= Recorded data =
PR #264, opened 2019-10-31
Fix intermittent persistence + ST test failure

teoparvanov:
Here we fix an intermittent failure of test_st_when_fetcher_and_sender_crash. The failure is due to the fetcher sending UDP messages to the ST sender node without ever knowing whether the sender node might be down. To remediate this, we reduce significantly the sourceReplicaReplacementTimeoutMilli timer (by default set to 10 min).

This way, sender replicas are rotated more frequently and we avoid the situation described above.

To confirm this change actually fixes the bug, I have run 10 consecutive times the SKVBC persistence test suite which would previously fail intermittently (every 3-4 runs):
``for i in `seq 10`; do ctest -R skvbc_persistence_tests; done``


teoparvanov:
Hi Andrew, I've rebased the branch and now it only adds a single commit.

Best regards,
Teo

andrewjstone:
> Hi Andrew, I've rebased the branch and now it only adds a single commit.
> 
> Best regards,
> Teo



> Hi Andrew, I've rebased the branch and now it only adds a single commit.
> 
> Best regards,
> Teo

Excellent. Thanks.

PR #266, opened 2019-11-01
Release the TransactionDB instead of the BaseDB

beerriot:
When the RocksDB client is created, if it's not in read-only mode, we
create a TransactionDB, and then grab the base DB pointer out of
it. Until now, we had always been releasing only the base DB. This
patch releases the TransactionDB instead, if it exists.


beerriot:
Whoops - missed a variable rename in my rebase from my test branch. Fixed in fc00336.

Issue #269, opened 2019-11-04
State transfer does not complete when crashing primary replica


teoparvanov:
**Describe the bug**
When crashing the primary in the presence of a stale replica, state transfer (reserved pages) does not complete.

**To Reproduce**
1) Start 3 nodes out of a 4 node cluster. Write a specific key, then enough data to the cluster to trigger several checkpoints.
2) Stop the primary (do NOT trigger view change)
3) Start the stale node, which should start fetching/state transfer
4) [EXPECTED] State transfer completes for transaction blocks, but loops infinitely for reserved pages
4) [OBSERVED] State transfer never completes

I suspect the following logic to be related:
https://github.com/vmware/concord-bft/blob/master/bftengine/src/bcstatetransfer/BCStateTran.cpp#L1901

PS: I have attached logs which demonstrate the issue. The following snippet seems to repeat a lot:
INFO |state-transfer|void bftEngine::SimpleBlockchainStateTransfer::impl::BCStateTran::processData()|state is GettingMissingResPages|
INFO |state-transfer|void bftEngine::SimpleBlockchainStateTransfer::impl::BCStateTran::processData()|nextRequiredBlock_=18446744073709551615 

**Expected behavior**
State transfer should be able to complete with only 3 up-to-date nodes, regardless of whether view change has completed.

**Screenshots**
N/A - attaching logs
[persistence_with_st_and_crashing_primary.zip](https://github.com/vmware/concord-bft/files/3804805/persistence_with_st_and_crashing_primary.zip)

PR #270, opened 2019-11-05
Test for persistence + ST + view change

teoparvanov:
This PR adds two tests combining persistence, state transfer and view change:

1) Crash primary once (without forcing view change), then trigger state transfer
This test is marked as "skipped" due to an issue it surfaces, tracked under https://github.com/vmware/concord-bft/issues/269

2) Repeatedly trigger view change while interrupting state transfer
In this test, we bring down the primary, trigger view change and repeatedly restart the stale node in the process.

At the end we ensure that state transfer has completed and the value initially written to the incomplete cluster can be
read via a quorum including the stale node.

Both tests run on a 7 node cluster (f=2), thus tolerating both the stale and primary replicas being down simultaneously.

PS: I have also simplified the logic in wait_for_fetching_state() which had become overly complex

### DIFF
--- a/.travis.yml
+++ b/.travis.yml
@@ -16,5 +16,5 @@ env:
     - RELEASE=-DCMAKE_BUILD_TYPE=RELEASE
     - RELEASE=-DCMAKE_BUILD_TYPE=RELEASE USE_ROCKSDB=-DBUILD_ROCKSDB_STORAGE=TRUE
 script:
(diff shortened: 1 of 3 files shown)


teoparvanov:
I am currently skipping test_st_when_primary_crashes() as it consistently passes locally, but fails in CI for some reason... I'm looking into it, but even in this state, the PR adds value because we can test Persistence + ST + view change automatically instead of manually.

teoparvanov:
After rerunning the RocksDB jobs several times, I now feel confident for merging this PR.

PR #276, opened 2019-11-18
KVBC code deduplication

toly-kournik:
Move simpleKVBC from tests to separate top-level kvbc folder to be used with concord.
Move several tests from bftengine/tests to tests top-level folder.


kvbc/CMakeLists.txt
```diff
@@ -0,0 +1,11 @@
+cmake_minimum_required (VERSION 3.2)
+project(libkvbc VERSION 0.1.0.0 LANGUAGES CXX)
+
+add_library(kvbc 	src/ClientImp.cpp
+					src/ReplicaImp.cpp
+  				    src/replica_state_sync_imp.cpp
+   				    src/block_metadata.cpp
+   				    )
```
teoparvanov: nit - the indentation seems broken here

tests/simpleTest/CMakeLists.txt
```diff
@@ -1,46 +1,69 @@
...
-        simple_test_client.hpp
-        )
+    client.cpp
+    ${concord_bft_tools_SOURCE_DIR}/KeyfileIOUtils.cpp
+    simple_test_client.hpp
+)
+        
+add_executable(	simpleTest_client 
+				$<TARGET_OBJECTS:logging_dev>
+    			${simpleTest_client_source_files}
```
teoparvanov: indentation seems broken

kvbc/CMakeLists.txt
toly-kournik: fixed

tests/simpleTest/CMakeLists.txt
toly-kournik: fixed

teoparvanov:
LGTM!

teoparvanov:
Toly, we just had a short sync with Andrew.

Actually, why not move the entire simpleKVBCTests to the top-level test/ folder, together with the Python tests? We could rename simpleKVBCTests to simpleKVBC, as it essentially contains "simple" implementations of a replica and a client.

Additionally, the Python tests rely on the TesterReplica, so it makes sense that simpleKVBCTests (or simpleKVBC) would be under the Python test folder.

Thanks!
Teo

beerriot:
Hi, @toly-kournik. Github has helpfully added links to the PR I just opened against your repo, the source of this pull request: https://github.com/toly-kournik/concord-bft/pull/1. It fixes a leak in the code that is moved in this pull request. I opened it there to make it more obvious what the change is. I will happily rebase it and resubmit it as a PR to this repo after this PR merges, if you prefer.

toly-kournik:
Teo, I think the location is good, simpleKVBCTests can be run without Python framework.
The name can be changed though. I also think that python tests should be moved to tests as well.

toly-kournik:
Bryian, please do it after my PR merges to master.
This is not a "real" leak as it happens only once during a process lifetime, isn't it?
But it's definitely adds noise to valgrind runs.

andrewjstone:
> Teo, I think the location is good, simpleKVBCTests can be run without Python framework.
> The name can be changed though. I also think that python tests should be moved to tests as well.

Makes sense. We can move everything under `/tests.`

teoparvanov:
Hi Toly, agreed. Let's go ahead with merging your current changes.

= Task description =
In the entries above, how many lines contain the string "level"? Say only the number.

= Task answer =
3